Kenya’s Path Forward

Momentum is already building for electric mobility in Kenya and across Africa. The government recently developed a draft National E-Mobility Strategy, signaling its intent to accelerate EV uptake through supportive policies, infrastructure development, and fiscal incentives. Elsewhere on the continent, Ethiopia has taken a decisive step by banning the importation of internal combustion engine vehicles, while Ghana has introduced import duty reliefs for EVs to lower costs and encourage adoption. These examples highlight that electric mobility is not just a Kenyan ambition but part of a broader continental and global shift toward sustainable transport.

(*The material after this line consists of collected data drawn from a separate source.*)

PR #9970, opened 2026-08-11
build: format on save so formatting stops being a manual step

LionSR:
## Summary

Formatting was only ever applied by hand (`npm run format`) or by the pre-commit hook, which aborts the commit and asks you to re-stage. Neither is automatic, and `.vscode/settings.json` carried **no formatting configuration at all** — so code edited in VS Code stayed unformatted until something downstream complained.

This turns on `editor.formatOnSave` and adds `esbenp.prettier-vscode` to the workspace extension recommendations. Code edited in the editor is formatted by the time it is staged, and `format:check` stops failing on it.

The formatter is bound **per language** rather than through a global `editor.defaultFormatter`: a global binding would also claim languages Prettier cannot parse, turning save into an error toast for those files. The extension resolves the workspace Prettier from `node_modules` and honours `.prettierrc` and `.prettierignore`, so the editor and `npm run format` agree on version, config, and exclusions.

### Why not auto-stage at commit time

That was the obvious answer, it was tried, and it was reverted in #9953. Having the pre-commit hook `git add` its own output defeats pre-commit's rollback: the rollback is `git checkout -- .` (working tree ← index), so once the formatted content is in the index it restores the formatter's output instead of undoing it, and a rewrite conflicting with unstaged hunks **destroys them** — they survive only in a cache file named in a log line. [Reproduction and resulting state](https://github.com/LionSR/TeXRA/pull/9953#issuecomment-5250396928).

So the hook stays abort-on-rewrite, and remains the safety net for commits the editor never touched: agent sessions, github.dev, scripted commits. Format-on-save covers the interactive path, which is where the friction actually was.

`.prettierignore`'s note for `.github/workflows/` cited the `format-pr` workflow as its reason. That workflow no longer exists — this was the last reference to it — so the note now stands on its own: the exclusion is kept because `ci.yml` relies on hand-laid comment blocks and long `${{ }}` expressions that Prettier rewraps.

## Issue acceptance gates

No issue — direct maintainer request to stop handling formatting manually.

## Single source of truth

Prettier's configuration remains the single authority. Format-on-save adds no second definition of "formatted": the VS Code extension reads the same `.prettierrc` and `.prettierignore` and resolves the same pinned Prettier from `node_modules` that `npm run format` and CI's `format:check` use. No settings duplicate a Prettier option.

No abstraction added; no rules restated. The per-language `editor.defaultFormatter` entries are ten repetitions of one binding, which is how VS Code expresses language scoping — the alternative (one global binding) is fewer lines but wrong, because it claims languages Prettier cannot parse.

## Net elements (R6)

| Metric | Value |
| --- | --- |
| Files changed | 4 (`+37 / -8`, net **+29** LoC) |
| Exported symbols | 0 added, 0 removed |
| Classes / interfaces / enums | 0 added, 0 removed |
| npm scripts | 0 added, 0 removed |
| Workflows / CI jobs | 0 changed |

No production code, no test code, and no CI configuration changed — the diff is two `.vscode/` files, `.prettierignore`, and `AGENTS.md`.

## Consumer counts (R8)

n/a — no export, emit path, or module boundary touched. The one cross-file reference removed is prose: `.prettierignore`'s mention of the `format-pr` workflow, grepped repo-wide as the last surviving reference to a workflow that no longer exists.

## Host impact

Extension: none at runtime. `.vscode/` configures the editor for people working *on* this repo, not the shipped extension; `packages/extension/package.json` contributes no `configuration` and is untouched.

Desktop: none.

CLI: none.

## Scheduled refactoring

None. Two things deliberately left alone:

- **Non-VS-Code editors** get nothing from this. If you want parity, the equivalent is each editor's own Prettier integration; there is no repo-level mechanism that covers all of them without re-introducing a commit-time rewrite.
- **CI auto-fix** (a job that formats and pushes a fixup) remains unbuilt. It was offered and declined in favour of keeping this local.

## Validation

| Check | Result |
| --- | --- |
| `pnpm run format:check` (repo-wide) | pass |
| `.vscode/settings.json` / `extensions.json` parse as JSONC | pass |
| `prettier --check` on all changed files | pass |
| `node scripts/check-guidance-refs.mjs` | pass — 51 files |
| `.github/workflows/` still excluded from Prettier | confirmed unchanged |

Both `.vscode/` files were parse-checked explicitly because a malformed one fails silently in VS Code rather than erroring anywhere CI would notice. The commit itself was made with the pre-commit hook active (`prettier --write staged files....Passed`).

Not run: `test`, `typecheck`, `lint` — the diff contains no TypeScript, so none of them has anything new to evaluate.

---
_Generated by [Claude Code](https://claude.ai/code/session_011GHsNPhEj4SGfonqcGiWG2)_

---

> [!NOTE]
> **Low Risk**
> Editor and documentation-only changes plus a targeted test polling fix; no runtime extension, CI job, or formatting-authority changes beyond aligning local saves with existing Prettier config.
> 
> **Overview**
> Enables **format-on-save in VS Code** for every language Prettier handles (TS/JS, JSON, markdown, Vue, YAML, CSS, HTML), using **per-language** `editor.defaultFormatter` bindings so saves do not invoke Prettier on unsupported file types. Workspace recommendations add **`esbenp.prettier-vscode`** (workspace Prettier from `node_modules`) and **`Vue.volar`** so `.vue` files get the `vue` language id the settings target.
> 
> **`AGENTS.md`** documents editor formatting as the primary path, keeps the pre-commit hook as an abort-on-rewrite safety net (with rationale tied to #9953), and reorders the dev workflow steps accordingly. **`.prettierignore`** updates the `.github/workflows/` exclusion comment to reflect that the old `format-pr` workflow is gone while the exclusion remains for hand-laid CI YAML.
> 
> Separately, **`waitForFile`** in `SystemUtils.vitest.ts` now waits until the pid file exists **and has non-zero size**, avoiding a race where `existsSync` passes before `echo $!` finishes writing and `parseInt('')` flakes on loaded CI runners.
> 
> <sup>Reviewed by [Cursor Bugbot](https://cursor.com/bugbot) for commit 35e78e11b690d1f6b422d82f0b94094cb62adf87. Bugbot is set up for automated code reviews on this repo. Configure [here](https://www.cursor.com/dashboard/bugbot).</sup>

### DIFF
--- a/.prettierignore
+++ b/.prettierignore
@@ -19,8 +19,9 @@ packages/extension/resources/templates/
 # Local git worktrees (contain unstaged template files prettier cannot parse)
 .worktrees/
 
-# GitHub Actions workflows — the format-pr workflow's GITHUB_TOKEN lacks
-# `workflows: write` permission, so any auto-formatting of workflow YAML
-# triggers a "refusing to update workflow" push rejection. Skip them
-# entirely from format runs.
+# GitHub Actions workflows. Originally excluded because the (since removed)
+# format-pr workflow's GITHUB_TOKEN lacked `workflows: write`, so auto-
+# formatting workflow YAML triggered a "refusing to update workflow" push
+# rejection. The exclusion is kept deliberately: `ci.yml` relies on hand-laid
+# comment blocks and long `${{ }}` expressions that Prettier rewraps.
 .github/workflows/
--- a/.vscode/extensions.json
+++ b/.vscode/extensions.json
@@ -6,6 +6,11 @@
     // workspace Prettier from node_modules, so the editor and `npm run format`
     // agree on version and config.
     "esbenp.prettier-vscode",
+    // Required for the `[vue]` block in settings.json to do anything. VS Code
+    // ships no built-in `vue` language, so without this the 104 SFCs under
+    // docs/.vitepress/components/ never carry that language id and the
+    // format-on-save binding silently never matches.
+    "Vue.volar",
     "dbaeumer.vscode-eslint",
     "amodio.tsl-problem-matcher",
     "ms-vscode.extension-test-runner",
--- a/.vscode/extensions.json
+++ b/.vscode/extensions.json
@@ -2,6 +2,10 @@
   // See http://go.microsoft.com/fwlink/?LinkId=827846
   // for the documentation about the extensions.json format
   "recommendations": [
+    // Backs the format-on-save settings in settings.json. It resolves the
+    // workspace Prettier from node_modules, so the editor and `npm run format`
+    // agree on version and config.
+    "esbenp.prettier-vscode",
     "dbaeumer.vscode-eslint",
     "amodio.tsl-problem-matcher",
     "ms-vscode.extension-test-runner",
--- a/.vscode/settings.json
+++ b/.vscode/settings.json
@@ -62,7 +62,10 @@
   },
   // The 104 VitePress doc components under docs/.vitepress/components/ are in
   // the repo-wide `format:check`, so omitting this would leave exactly the gap
-  // this change exists to close: save does nothing, CI fails.
+  // this change exists to close: save does nothing, CI fails. This block needs
+  // the `Vue.volar` recommendation in extensions.json to have any effect --
+  // VS Code ships no built-in `vue` language, so without it .vue files never
+  // carry the language id this key matches on.
   "[vue]": {
     "editor.formatOnSave": true,
     "editor.defaultFormatter": "esbenp.prettier-vscode"
--- a/.vscode/settings.json
+++ b/.vscode/settings.json
@@ -12,5 +12,28 @@
   // Use the workspace TypeScript (6.0.3) so the editor matches the build; the
   // bundled VS Code TS server is older and rejects `ignoreDeprecations: "6.0"`.
   "typescript.tsdk": "node_modules/typescript/lib",
-  "texra.ui.showLoginBanner": false
+  "texra.ui.showLoginBanner": false,
+
+  // Format on save so `format:check` never fails on work that went through the
+  // editor. The pre-commit hook stays the safety net for anything that did not
+  // (agent sessions, github.dev, `git commit` from a script) -- it deliberately
+  // aborts rather than re-staging, because staging inside pre-commit's stash
+  // lifecycle can destroy unstaged hunks on a rewrite conflict.
+  //
+  // The formatter is set per language rather than globally: a global
+  // `editor.defaultFormatter` of Prettier would also claim languages Prettier
+  // cannot parse, turning save into an error toast for those files. Prettier
+  // reads `.prettierrc` and honours `.prettierignore`, so `.github/workflows/`
+  // stays excluded here exactly as it is on the command line.
+  "editor.formatOnSave": true,
+  "[typescript]": { "editor.defaultFormatter": "esbenp.prettier-vscode" },
+  "[typescriptreact]": { "editor.defaultFormatter": "esbenp.prettier-vscode" },
+  "[javascript]": { "editor.defaultFormatter": "esbenp.prettier-vscode" },
+  "[javascriptreact]": { "editor.defaultFormatter": "esbenp.prettier-vscode" },
+  "[json]": { "editor.defaultFormatter": "esbenp.prettier-vscode" },
+  "[jsonc]": { "editor.defaultFormatter": "esbenp.prettier-vscode" },
+  "[markdown]": { "editor.defaultFormatter": "esbenp.prettier-vscode" },
+  "[yaml]": { "editor.defaultFormatter": "esbenp.prettier-vscode" },
+  "[css]": { "editor.defaultFormatter": "esbenp.prettier-vscode" },
+  "[html]": { "editor.defaultFormatter": "esbenp.prettier-vscode" }
 }
--- a/.vscode/settings.json
+++ b/.vscode/settings.json
@@ -16,24 +16,67 @@
 
   // Format on save so `format:check` never fails on work that went through the
   // editor. The pre-commit hook stays the safety net for anything that did not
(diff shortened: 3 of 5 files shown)


LionSR:
All three review findings were right and are fixed in a8b5697.

**Global `editor.formatOnSave` (@chatgpt-codex-connector)** — the strongest of the three, because the config contradicted its own comment. The comment said format-on-save applied to "the languages Prettier handles"; the setting was global, so it also fired for the repo's tracked `.tex`, `.sty`, `.sql`, and `.wl` files, invoking whatever formatter that contributor happened to have installed. `formatOnSave` now lives inside each language block next to `defaultFormatter`, and the comment explains why the two must stay together — a global `formatOnSave` over-fires, a global `defaultFormatter` points unparseable languages at Prettier.

**Missing `[vue]` binding (@texra-ai and @chatgpt-codex-connector)** — confirmed: 104 tracked `.vue` files, and `prettier --check "docs/.vitepress/components/*.vue"` matches them, so they are inside the repo-wide `format:check`. Saving one would not have formatted it while CI still demanded it — precisely the gap this PR exists to close. Added.

I also checked whether Vue was the only omission rather than fixing just what was reported. Against every tracked extension:

| Extension | Count | VS Code language | Covered |
| --- | --- | --- | --- |
| `.ts` / `.mts` | 2486 | `typescript` | yes |
| `.md` | 299 | `markdown` | yes |
| `.vue` | 104 | `vue` | **added here** |
| `.yaml` / `.yml` | 85 | `yaml` | yes |
| `.tsx` | 66 | `typescriptreact` | yes |
| `.mjs` / `.js` / `.cjs` | 64 | `javascript` | yes |
| `.json` | 45 | `json` / `jsonc` | yes |
| `.css` | 9 | `css` | yes |
| `.html` | 5 | `html` | yes |
| `.tex` `.sty` `.sql` `.wl` | 15 | — | not Prettier-supported; deliberately unbound |

`.mjs`/`.cjs` resolve to `javascript` and `.mts` to `typescript`, so they need no entry of their own. Vue was the only real gap.

**github.dev fallback (@chatgpt-codex-connector)** — correct, and my wording was actively unhelpful: it told contributors to run `npm run format` in an environment with no terminal and no Node. AGENTS.md now scopes github.dev to changes Prettier does not reformat and points anything larger at a Codespace or local checkout.

Verified after the fix: all 11 language blocks carry both keys, no global `formatOnSave` or `defaultFormatter` remains, repo-wide `format:check` passes, and guidance-refs passes.

---

LionSR:
@cursor is right, and this one is worth stating plainly: the `[vue]` block I added in a8b5697 was **inert**. Fixed in d33c175.

VS Code ships no built-in `vue` language contribution, and `extensions.json` recommended no Vue extension, so `.vue` files never carried the language id the block keys on. The binding silently never matched — the 104 SFCs under `docs/.vitepress/components/` were exactly as unformatted-on-save after my "fix" as before it. I asserted in [my previous comment](https://github.com/LionSR/TeXRA/pull/9970#issuecomment-5252512651) that the gap was closed; it was not.

`Vue.volar` is now in the workspace recommendations, since that is what supplies the language id. Both files note the dependency, so neither half gets deleted as unused without the other.

**What I can and cannot verify here.** No VS Code runs in this environment, so this rests on VS Code shipping no `vue` language rather than on an observed save. That is the same class of gap that produced the bug: the previous commit's verification checked that all 11 language blocks carried both keys — a check of the file's *shape*, which passes whether or not any of those ids ever binds to a real file. It could not have caught this, and I presented it as if it had.

Flagging the general case for whoever reviews the rest: every non-TypeScript language block here carries the same assumption. `typescript`, `javascript`, `json`, `jsonc`, `markdown`, `yaml`, `css`, and `html` are all built-in VS Code languages, so those bind without an extension. `vue` was the only entry in the list that did not — which is also why it was the only one that needed a recommendation.

---

LionSR:
`kernel tests (linux, shard 1/2)` failed on d33c175 (and took `validate` with it). It is a real bug in the test, not this branch's diff, and it is fixed in 35e78e1 rather than re-run.

**The failure**

```
AssertionError: The expression evaluated to a falsy value:
  strict.ok(Number.isInteger(childPid) && childPid > 0)
 ❯ startSleeper src/test-kernel/utils/system/SystemUtils.vitest.ts:119:12
```

1 failed, 5496 passed. This branch changes only `.vscode/*.json`, `.prettierignore`, and `AGENTS.md`, so it cannot have caused a `SystemUtils` assertion — but "unrelated" is a reason to diagnose, not to hit re-run.

**Root cause**

```js
const SLEEPER_SCRIPT = 'sleep 60 & echo $! > "$PID_FILE"; wait';
...
function waitForFile(filePath: string) {
  return waitFor(filePath, () => existsSync(filePath));   // existence only
}
await waitForFile(pidFile);
const childPid = Number.parseInt(readFileSync(pidFile, 'utf8'), 10);
```

The shell's `>` **creates the file before the writer's bytes land**. `existsSync` can therefore return true while the file is still empty; `readFileSync` returns `''`, `parseInt('')` is `NaN`, and the assertion fails. The window is narrow on an idle machine and widens on a runner saturating both vCPUs at `--maxWorkers=2` — so it presents as a random flake on whichever PR happens to land in it.

**Fix** — require content, not just existence:

```js
() => existsSync(filePath) && statSync(filePath).size > 0
```

`waitForFile` has exactly one caller, this pid file, so tightening the predicate affects nothing else. The same-named helper in `LeanTools.vitest.ts` is a separate file-local function and is untouched.

**On the evidence.** The suite passes 5/5 locally after the change — but it passed most of the time before, so repeated green runs are not proof for a race. The argument here is causal: the predicate now excludes the exact state that produced the `NaN`. I would rather say that than present five passes as a demonstration.

This is also a small CI-cost win beyond this PR: each hit of this flake previously cost a full ~10-minute re-run on an unrelated change.

---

Together, they demonstrate that, despite current barriers, EV adoption is the future of mobility. However, realizing this future depends on expanding charging networks and ensuring reliable, affordable power.

For Kenya to switch to battery-powered vehicles and bikes, expanding charging facilities in public spaces such as office buildings, malls, and parking areas is critical. This also calls for Kenya’s energy generation and distribution companies, as well as private power producers, to work together to expand the power grid and ensure a steady electricity supply in the future. To achieve this, there needs to be a concerted effort to address the energy deficit and reduce electricity costs to sustain Kenya’s transition to electric mobility.